Retrieve Connection Details
After successful deployment, you'll need to collect the following information for integration:
Deployment Name
Note the deployment name you assigned to your model (e.g., gpt-5-chat).
Endpoint URL
From the Azure AI Foundry portal home page, retrieve the endpoint URL for your resource.
API Key
Access the API key from the Azure AI Foundry portal or from the Azure OpenAI resource keys section in the Azure portal.
Best Practices
Regional Availability Considerations
Different models are available in different Azure regions. Top regions with the latest model support include:
Premium Regions (Latest Models Available):
- Sweden Central - Full support for GPT-5 series, o3/o4 models, and all latest features
- East US 2 - Comprehensive model availability including GPT-5 and advanced reasoning models
- East US - Good coverage for most models including GPT-4.1 series
Other Well-Supported Regions:
- West US 3 - Strong coverage for newer models
- Poland Central - Good availability for GPT-4.1 and reasoning models
- South Central US - Solid model support across various families
Important Notes:
- GPT-5 requires registration for access: Apply here
- GPT-5-mini, GPT-5-nano, and GPT-5-chat do not require registration
- Sweden Central and East US 2 have the broadest model availability
- Always check the official models page for the latest regional availability
Model Selection Guidelines
- GPT-5 series - Latest and most capable models for cutting-edge applications
- GPT-4.1 - Best for applications requiring very large context (1M tokens)
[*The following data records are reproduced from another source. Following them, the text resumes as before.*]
PR #6631, opened 2026-09-04
Add automatic Claude Code review for pull requests

jctian98:
## What did you change?

- **New workflow `.github/workflows/claude-code-review.yml`**: runs the official `code-review` plugin of `anthropics/claude-code-action` on pull requests and posts findings as inline review comments.
- **`.github/workflows/claude.yml`**: restore the `issue_comment` trigger so that `@claude ...` written in a PR conversation works (see "Why" for the reason it never did).
- **New `CLAUDE.md`**: repository layout, everyday commands, and the coding / recipe / test / PR conventions taken from `CONTRIBUTING.md`, `setup.cfg`, `pyproject.toml` and the `ci/` scripts. The review plugin checks PRs against it; it also serves anyone using Claude Code on the repo.
- Both workflows authenticate with `CLAUDE_CODE_OAUTH_TOKEN`, a one-year token generated with `claude setup-token` from a maintainer's Claude subscription (repository secret added 2026-09-04). Runs therefore draw on that subscription's usage limits instead of API billing.
- A `claude-review` label was created on the repository (no file change).

### Who gets reviewed

| PR author | When the review runs |
|---|---|
| Owner, org member, collaborator | Automatically on open, reopen, and when marked ready for review |
| Anyone else (incl. first-time contributors) | When a maintainer adds the `claude-review` label |
| Any PR | Manually: Actions tab, "Claude Code Review", "Run workflow", enter the PR number |

Draft PRs and bot-authored PRs (dependabot, Copilot) are skipped. Follow-up questions to a review go through `@claude ...` comments handled by `claude.yml`.

---

Two findings from the run history motivated the design (the `ANTHROPIC_API_KEY` mentioned below is the old, now unused secret):

1. **The managed "Claude Code Review" service was enabled on this repo from 2026-03-28 to 2026-06-07.** All 39 things it posted were the same notice: "This pull request is from a fork — automated review is disabled." It never reviewed a single PR, because every PR it saw came from a fork.
2. **`claude.yml` has never had a successful run** (0 successes, 39 failures since March). GitHub withholds secrets from `pull_request`, `pull_request_review` and `pull_request_review_comment` runs of fork PRs, so the action could obtain neither `ANTHROPIC_API_KEY` nor an OIDC token (`Unable to get ACTIONS_ID_TOKEN_REQUEST_URL`). `issue_comment`, the trigger that *does* receive secrets for fork PRs, was commented out. 26 of the last 30 PRs here came from forks, including maintainers' own.

The standard review workflow from the Claude Code docs triggers on `pull_request`, which would therefore skip almost every ESPnet PR. This PR uses `pull_request_target` instead, following the action's own security guidance (https://github.com/anthropics/claude-code-action/blob/main/docs/security.md):

- The workflow file and the checkout come from `master`; **the PR's code is never checked out or executed**. The review reads the diff through the GitHub API.
- `GITHUB_TOKEN` permissions are read-only except `pull-requests: write` for posting the review.
- Claude's tools are limited to the inline-comment tool and the read-only `gh pr view` / `gh pr diff` commands declared by the skill. No shell beyond that.
- `allowed_non_write_users: "*"` is required for the action to run on PRs whose author has no write access; access control is done by the job-level `if:` (member / label gate), not by GitHub write permission.
- Residual risk is prompt injection through the diff text, which can at worst produce a misleading comment or spend API budget. The label gate keeps unknown contributors from triggering runs on their own.

---

## Is your PR small enough?

yes (3 files, +242 / -2)

---

## Additional Context

- **This workflow only takes effect after merge**: `pull_request_target` runs the version of the file on `master`, so CI on this PR cannot exercise it. The first real test is the next PR opened after merging, or a manual run from the Actions tab with any open PR number.
- **Credential**: the workflows no longer reference `ANTHROPIC_API_KEY`; that secret (added 2026-03-28, never used by a successful run) can be deleted. To move to API billing later, add a Console key with a spend cap as `ANTHROPIC_API_KEY` and swap the credential line, as the comment in the workflow describes. The subscription token expires after one year and then has to be regenerated with `claude setup-token`.
- **Usage**: the plugin runs a handful of model calls per review (triage, summary, two compliance agents, two bug agents, verification), all counted against the subscription's usage limits. Reviews are not repeated on every push; the plugin stops when Claude has already commented on a PR.
- **Tuning knobs**: change `types:` to add `synchronize` for review-on-every-push; edit the `author_association` list or the label name in the `if:`; add `--model ...` to `claude_args`.
- `@claude` mentions still require the commenter to have write access (default of the action).
- Docs: https://code.claude.com/docs/en/github-actions


sw005320:
@jctian98, [coderabbitai](https://github.com/apps/coderabbitai) is very good in general.
Do you see additional benefits of using Claude Code reviews?
My concern is using the same backbone, which may results in less diverse reviews.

- o3/o4 models - Choose for complex reasoning, mathematical problems, research tasks
- GPT-image-1 - Superior image generation with editing capabilities
- Model-router - Automatically selects optimal model for each request
Security Considerations
- Store API keys securely using Azure Key Vault
- Implement proper authentication and authorization
- Use managed identities when possible
- Regularly rotate API keys
Cost Optimization
- Monitor token usage and costs through Azure Cost Management
- Set appropriate rate limits to control usage
- Use the most cost-effective model for your use case
- Implement caching strategies to reduce API calls
Performance Optimization
- Choose the region closest to your users
- Implement retry logic for API calls
- Use connection pooling for high-volume applications
- Monitor response times and adjust rate limits accordingly
Troubleshooting Common Issues
Deployment Fails
- Verify you have sufficient quota for the selected model
- Check if the model is available in your selected region
- Ensure your subscription has access to Azure OpenAI service
Access Denied Errors
- Verify API key is correct and not expired
- Check if your IP address is allowed if network restrictions are enabled
- Confirm the endpoint URL is correctly formatted
Rate Limit Exceeded
- Monitor your token usage in the Azure portal
- Adjust rate limits if necessary
- Implement exponential backoff in your application
Next Steps
Now that you have successfully created an Azure OpenAI resource and deployed models, you can:
- Integrate the API into your applications
- Set up monitoring and alerting
- Configure additional models for different use cases
- Implement content filtering and safety measures
- Connect to development tools like GitHub Copilot
Conclusion
Creating and deploying Azure OpenAI resources provides a powerful foundation for integrating AI capabilities into your applications. By following this step-by-step guide, you've successfully set up an Azure OpenAI resource and deployed AI models ready for integration.
The deployed models can now be used for various AI-powered features including text generation, code completion, content creation, and more, all backed by Microsoft Azure's robust cloud infrastructure.